The hidden side of NFT
Since the announcement of the plans to launch our very own non-fungible tokens, many of you have been asking what it will consist of and how it will be used. In this article we are trying to answer all questions and dive deeper into the NFT in general.
If there was an Olympic medal for innovation, the crypto industry would most certainly take home the gold. Since the very beginning, digital currencies have attracted probably the most curious minds out there. No surprise, the number of creative ideas related to the alternative use of blockchain keeps growing exponentially.
The industry continues to gain momentum
So-called non-fungible tokens, also known as NFTs, were the latest invention to come out of the cryptocurrency boom. In a relatively short period, the newly born niche has gathered so much attention that even countries decided to examine its potential. To be more precise, recently it became known that the United Arab Emirates, through the Emirates Post Group (EPG), will be launching the region’s first Non-Fungible Token-backed postage stamps.
In this context, it shouldn’t be a surprise that the market cap of the NFT universe has already surpassed $7 billion. The good news for all the crypto folks out there is that because NFTs are non-fungible, they are not securities and are not subject to securities regulations in many countries. Probably if that wasn’t the case, companies like Adidas wouldn’t openly announce a collaboration with projects like Bored Ape Yacht Club (BAYC), GMoney, and PunksComic within the meta-universe.
What’s under the hood?
This is all very interesting but what the heck are NFTs and why did even institutional investors decide to form part of the mania? — You might say. Answering the first question, according to Investopedia, “Non-fungible tokens are cryptographic assets on blockchain with unique identification codes and metadata that distinguish them from each other. Unlike traditional cryptocurrencies, they cannot be traded or exchanged at equivalency.” Simply said, NFTs are unique cryptographic tokens that exist on a blockchain and cannot be replicated.
A little bit of history
Not many people know but NFTs evolved from the ERC-721. According to ethtub, ERC-721 was written to standardize non-fungible tokens. By standardizing NFTs, the developer community ushered in a new ecosystem of digital content, games, and applications that use NFTs. Thanks to ERC-721, projects like Decentraland, CryptoBeasties, Etheremon, and CryptoKitties were born. It should be noted that NFTs shouldn’t be necessarily built on Ethereum — developers can use any blockchain they prefer.
What do NFTs stand for?
Long story short, basically anything digital can be an NFT — drawings, screenshots, music, domain names, an email from aliens, etc. Still, currently, the most common form of NFT out there is art. Probably you have seen a couple of monkeys on Twitter. Guess what? Now they are worth millions. To be more precise, a collage of images by digital artist Beeple has been sold for a whopping $69.3 million. Jack Dorsey’s first tweet sold for $2.9 million, a video clip of a LeBron James slam dunk sold for over $200,000, and a decade-old “Nyan Cat” GIF went for $600,000. And the list goes on and on…

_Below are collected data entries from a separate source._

PR #440, opened 2016-11-04
LayerDraggable reset @_isMoving

onnlucky:
Add to scroll timeline test
Hook up ScrollComponent.isAnimating to content.draggable.isAnimating
Do not emit a move event when animation is stopping, we are not actually moving

### DIFF
--- a/framer/LayerDraggable.coffee
+++ b/framer/LayerDraggable.coffee
@@ -140,7 +140,7 @@ class exports.LayerDraggable extends BaseClass
 
 		# Only reset isMoving if this was not animating when we were clicking
 		# so we can use it to detect a click versus a drag.
-		@_isMoving = @isAnimating
+		@_isMoving = @_isAnimating
 
 		# Stop any animations influencing the position, but no others.
 		for animation in @layer.animations()
@@ -278,6 +278,9 @@ class exports.LayerDraggable extends BaseClass
 		# (which would return a stale value before the simulation had finished one tick)
 		# and because @_start currently calls calculateVelocity().
 		@_isDragging = false
+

The second NFT use-case involves music. As it couldn’t be any other way, the new technology attracted the attention of dozens of singers and musicians. It is believed thanks to NFTs, musicians will be able to keep roughly 100% of the money, which is why so many musicians are turning toward this method.

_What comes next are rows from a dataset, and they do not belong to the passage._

Issue #408, opened 2019-08-22
Spring Cleaning: Master Issue


jleandroperez:
### Task: Notes List
- [x] Refresh Note Table Cells
  - [x] Implement Autolayout!
  - [x] Pinned / Unpinned indicator should now be in the right hand side
  - [x] Split title and subhead into 2 labels
  - [x] Add 2pt space between the labels
  - [x] Fonts: Headline (17pt semibold) and Subhead (15pt). Check with Sly!
  - [x] Add cell separators
  - [x] Status Icons should match the Line Height, and be vertically centered against the 1st line
- [x] Refresh NavigationBar Style
  - [x] Update searchBar background
  - [x] Remove bottom separator
  - [x] Implement SearchController: SearchBar should be rendered right below the NavigationBar

### Task: Tags List
- [x] Implement Autolayout
- [x] Dynamic Fonts
- [x] Relocate the Settings button

### Task: Wire New Assets
- [x] Notes List
- [x] Tags List
- [x] Editor

### Task: SidebarContainer
- [x] Update the SidebarContainer's behavior: We should slide the navigationBar as well
- [x] We should slide the Tag List 80% of the way
- [x] Fix TableView Separator Line
- [x] Fix Slide from the Left Gesture (Back)

---

### Mockups

<img width="200" alt="Spring Cleaning: Notes List" src="https://user-images.githubusercontent.com/1195260/65787078-86edfe00-e12e-11e9-9b50-46843383a5b6.png"><img width="200" src="https://user-images.githubusercontent.com/1195260/63538162-b1c0b300-c4ed-11e9-87ad-fad4c5c30905.png"> | <img width="200" src="https://user-images.githubusercontent.com/1195260/63538164-b1c0b300-c4ed-11e9-97b0-33276a413201.png"><img width="200" alt="Screenshot 2019-09-11 at 16 57 41" src="https://user-images.githubusercontent.com/1195260/64734865-79d9d980-d4b5-11e9-8e36-7ccc0e836850.png">

<img width="200" alt="Screen Shot 2019-08-23 at 10 13 09 AM" src="https://user-images.githubusercontent.com/1195260/63595241-d0c35180-c58e-11e9-985b-27a09fa3c34e.png"><img width="200" alt="Screen Shot 2019-08-23 at 10 13 32 AM" src="https://user-images.githubusercontent.com/1195260/63595242-d0c35180-c58e-11e9-8f74-8da034f76f6e.png">

[...]

PR #449, opened 2019-10-08
Simplifying UIImageName Innerworkings

jleandroperez:
### Details
In this PR we're removing VSTheme usage for UIImage asset resolution. From now on:

1. We'll only need to add UIImage(s) to Asset Catalogues. No need to deal with db5 mappings.
2. We'll also need to have special considerations for iOS <13 and iOS >=13
  1. iOS 13 supports asset-dynamic-Interface-Style resolution. Assets can have, right in the catalogue, their Dark counterpart.
 2. iOS <13 does not support asset-dynamic-Interface-Style resolution. We need to manually add assets with different names.

Ref. #408 

@SergioEstevao May I bother you with yet another review?
Thank you sir!!

### Test
- [ ] Verify the Notes List looks correctly in Light + Dark Mode
- [ ] Verify the Tags List looks correctly in Light + Dark Mode
- [ ] Verify the Editor looks correctly in Light + Dark Mode

**Please** repeat for iOS 11 and iOS 13, since both OSs now end up hitting a different resolution API.


jleandroperez:
Thank you sir!!

PR #451, opened 2019-10-08
Adding Missing UIImageName Cases

jleandroperez:
### Details:
This is a tech debt PR: 

1. `UIImageName` enum cases will not have `Image` as a prefix, anymore. It was... terribly redundant.
1. We're adding missing UIImageName definitions
2. And, of course, we're wiring them. All over

**Note:** Template Images are now marked as such via Assets Catalog. Ain't that epic?

cc @aerych (SORRY to bug you so much, lately!!!)
Ref. #408

### Test
- [x] Verify the Notes List looks correctly in Light + Dark Mode
- [x] Verify the Tags List looks correctly in Light + Dark Mode
- [x] Verify the Editor looks correctly in Light + Dark Mode

Please repeat for iOS 11 and iOS 13, since both OSs now end up hitting a different resolution API.


jleandroperez:
Dark Mode issue filed here #465.

Thank you Eric!!!!

Issue #452, opened 2019-10-08
Search bar overlaps note list


rachelmcr:
### Expected

I expect the note list to appear below the search bar at all times.

### Observed

When the app is first opened, the search bar overlaps the first note in the list.

The text from the notes is also visible behind the text in the search bar. This occurs even if you are actively doing a search and then scrolling the note list.

<img src="https://user-images.githubusercontent.com/8658164/66407865-d7dedb80-e9e5-11e9-8043-ee1f6c5085cd.PNG" width="50%">

Make|Model|iOS Version|App Version
-|-|-|-
iPhone|XS|13.1.2|4.11.0.0 beta

jleandroperez:
@rachelmcr Does this happen, on your end, 10 out of 10? is this at launch, without scrolling a tiny bit?

rachelmcr:
This always happens after completely closing (force-closing) the app and then launching the app, without any scrolling (without touching the device at all).

If I pull down on the note list the first note will come out from underneath the search bar and look normal, but if I then force-close and launch the app again it'll return to that state.

jleandroperez:
Closed via #454. Let's reopen if needed!

Thank you @rachelmcr !!

PR #454, opened 2019-10-08
Ensuring First Row is always visible at launch

jleandroperez:
### Fix:
I've been unable to reproduce Issue #452 on my end. This PR is meant to act as a workaround, if the worst case scenario happens, for unknown reasons.

We're force-scrolling the NoteList's TableView to the very first row, as soon as the ViewController is moved to its parent.

cc @aerych Sir, may I bug you with this one?
Thank you!!

### Test
1. Launch the app and log into your account
2. Verify the first Note Row is visible
3. Kill the app
4. Relaunch and verify the first row is visible

### DIFF
--- a/Simplenote/Classes/SPNoteListViewController+Extensions.swift
+++ b/Simplenote/Classes/SPNoteListViewController+Extensions.swift
@@ -45,7 +45,7 @@ extension SPNoteListViewController {
     ///
     @objc
     func ensureFirstRowIsVisible() {
-        guard tableView.isHidden == false else {
+        guard !tableView.isHidden else {
             return
         }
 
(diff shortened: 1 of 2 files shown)


Simplenote/Classes/SPNoteListViewController+Extensions.swift
```diff
@@ -37,6 +37,20 @@ extension SPNoteListViewController {
...
     }
+
+    /// Workaround: Scroll to the very first row. Expected to be called *just* once, right after the view has been laid out, and has been moved
+    /// to its parent ViewController.
+    ///
+    /// Ref. Issue #452
+    ///
+    @objc
+    func ensureFirstRowIsVisible() {
+        guard tableView.isHidden == false else {
```
aerych: You could `guard !tableView.isHidden else {` if you want to be a tad more terse.  Up to you. :)

jleandroperez:
Thank you Eric!!

jleandroperez:
@loremattei May I but you with a new 4.11 TF build?

(Thank you Lore!!!)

What about memes — Can they be “NFTed”? You bet so! Already today, there is a possibility to buy and trade memes on the NFT market. Some of the more popular memes like Nyan Cat, Bad Luck Brian, Disaster Girl, and others are on the list, racking in between $30,000 and $770,000.

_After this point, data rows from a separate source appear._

PR #460, opened 2019-10-09
Tags List Refresh: Mark I

jleandroperez:
### Details:
In this PR we're introducing several changes to TagListViewController, which don't affect its behavior anyhow:

- Added a NIB to deal with TagListViewController's main view initialization
- Legacy ObjC variables converted into properties
- Use of braces normalized
- Nuked headers copyright
- Simplified snippets here and there
- Removed unused / unneeded snippets

@etoledom May I trouble you with (yet another) PR?

**Thank you Eduardo!!!**

Ref. #408

### Testing:
- [x] Verify the Tag List looks as expected
- [x] Verify Tags can be deleted
- [x] Verify Tags can be reordered
- [x] Verify Tags can be renamed


jleandroperez:
Tracking all your feedback in #408, tech debt section (revaming all the things all over). 

As per the network call glitch... I'll spin over it. Only valid workaround **may** result in integrity issues (say, disabling the FRC refresh while the edit mode is active!).

Thanks **a lot** @etoledom !!!

PR #466, opened 2019-10-11
Fixing Dark Mode Glitch

jleandroperez:
### Fix
In this PR we're fixing a Dark Mode issue that affects iOS 11 devices.

cc @aerych (Thank you!!!)

### Test
1. Launch Simplenote on a device running iOS 11
2. Log into your account
3. Tap over the top left icon and press over the **Settings** row
4. Switch to Dark Mode
5. Open any notes from your list

Verify that the Editor's background is actually dark!

### Release
These changes do not require release notes, since affect only 4.12 (unreleased!).


jleandroperez:
Thank you Eric!!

Last but not least, there are real-world use cases too. For example, Nike owns a patent on NFTs to authenticate sneakers as unique items. Eventually, this technology will be used to guarantee ownership of physical property and cut out expensive intermediaries.
Nimbus expands horizons
As it couldn’t be any other way our team also saw an opportunity in the newly born market. Nevertheless, we want to offer the crypto community an alternative use-case for NFTs — tokens that automatically distribute assets into a number of different dApps. While technically speaking, it’ll still be an NFT.
The first Nimbus NFT will work with LP pool, LP staking, and Lend dApps. This product will be interesting for users with minimal experience in the crypto market, especially those who understand what risk diversification is, but don’t yet have enough experience.
How does it work?
With just 1 click the user becomes a liquidity provider, puts coins in LP Staking and becomes a lender using the algorithm embedded in the smart contract. In conclusion, our goal is to offer a simple solution to those who are tired of wasting time on selecting the right strategy for each and every DeFi product. On top of that, you will be able to save on gas fees: once and for all.